Mark Loveland is a Senior Research Associate II on WestEd’s Learning and Technology team. He is the project co-director for updating assessment frameworks for the National Assessment of Educational Progress (NAEP); co-director of a project focusing on the National Education Technologies Activities (NETA), providing logistic, analytic, and policy support to design and implement the NETA; director of STEMworks, providing technical assistance to partnering states and large districts for identifying effective STEM learning programs; project director for WestEd’s research partnership with NewSchools Venture Fund’s EdTech Ignite Challenge, providing research support to edtech companies for product improvement; and principal investigator for multiple IES-funded Small Business Innovation Research (SBIR) studies of a science laboratory sensor system.
Loveland has 25 years of experience working in scientific research and science, mathematics, and technology education.
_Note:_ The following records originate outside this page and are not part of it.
PR #479, opened 2025-08-19
flag to enable / disable node injector

NimrodAvni78:


pkg/components/nodejs/nodejs.go
```diff
@@ -11,23 +11,27 @@ import (
 
 	"go.opentelemetry.io/obi/pkg/components/ebpf"
 	"go.opentelemetry.io/obi/pkg/components/svc"
-	"go.opentelemetry.io/obi/pkg/obi"
 )
 
+type NodeInjectorConfig struct {
+	// LogConfig enables the logging of the configuration on startup.
```
mmat11: the comment is outdated

pkg/components/nodejs/nodejs.go
```diff
@@ -11,23 +11,27 @@ import (
...
+func NewNodeInjector(cfg *NodeInjectorConfig) *NodeInjector {
 	return &NodeInjector{
 		cfg: cfg,
 		log: slog.With("component", "nodejs.Injector"),
 	}
 }
 
 func (i *NodeInjector) Enabled() bool {
-	return i.cfg.Traces.Enabled() || i.cfg.TracePrinter.Enabled()
+	return i.cfg.Enabled
```
rafaelroquetto: should we still check if Traces or TracePrinter is enabled in addition to that? We need to double check if the injector will run if those are disabled, because we don't want to inject the agent if there are no traces (which I believe would happen if metrics are enabled).

pkg/components/nodejs/nodejs.go
NimrodAvni78: oops

pkg/components/nodejs/nodejs.go
NimrodAvni78: so something like 
`i.cfg.NodeInjector.Enabled && (i.cfg.Traces.Enabled() || i.cfg.TracePrinter.Enabled())`?

mmat11: IMHO, unless I am missing something, the traceprinter shouldn't factor into this

rafaelroquetto: Unfortunately we need to check for both Traces.Enabled() and TracePrinter.Enabled() as they are orthogonal to each other.

Traces.Enabled() is true when a trace export endpoint is defined (e.g.  `OTEL_EXPORTER_OTLP_ENDPOINT` or `OTEL_EXPORTER_OTLP_TRACES_ENDPOINT`). One can run OBI without setting those but with setting `OTEL_EBPF_TRACE_PRINTER=text` - in which case only TracePrinter.Enabled() == true and we'd want to see the trace context propagation in action (thus injecting the node agent).

Therefore, the final condition should be what @NimrodAvni78 is proposing:
```
i.cfg.NodeInjector.Enabled && (i.cfg.Traces.Enabled() || i.cfg.TracePrinter.Enabled())
```

NimrodAvni78: pushed

pkg/components/nodejs/nodejs.go
```diff
@@ -6,14 +6,18 @@ package nodejs
...
 	"log/slog"
 	"syscall"
 
 	"go.opentelemetry.io/obi/pkg/components/ebpf"
 	"go.opentelemetry.io/obi/pkg/components/svc"
-	"go.opentelemetry.io/obi/pkg/obi"
 )
 
+type NodeInjectorConfig struct {
+	Enabled bool `yaml:"enabled" env:"OTEL_EBPF_NODE_INJECTOR_ENABLED"`
```
rafaelroquetto:
```suggestion
	Enabled bool `yaml:"enabled" env:"OTEL_EBPF_NODEJS_ENABLED"`
```

Just a suggestion - it may make it easier for the end user/documentation reader to understand what this does.

pkg/obi/config.go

His biomedical research investigated the molecular genetics of breast cancer and other human cancers. Loveland’s experience in STEM education spans a wide spectrum, from teaching secondary biology, chemistry, and environmental science to the development of formal and informal science education resources. He has created curriculum and teacher professional development programs at the National Academy of Sciences and worked as the coordinator for action research efforts to transform middle school mathematics and science teaching and learning in San Francisco public schools.
He received his doctorate from Georgetown University in the Tumor Biology Program at the Lombardi Cancer Center, and a bachelor’s degree in biology from the University of California, Los Angeles.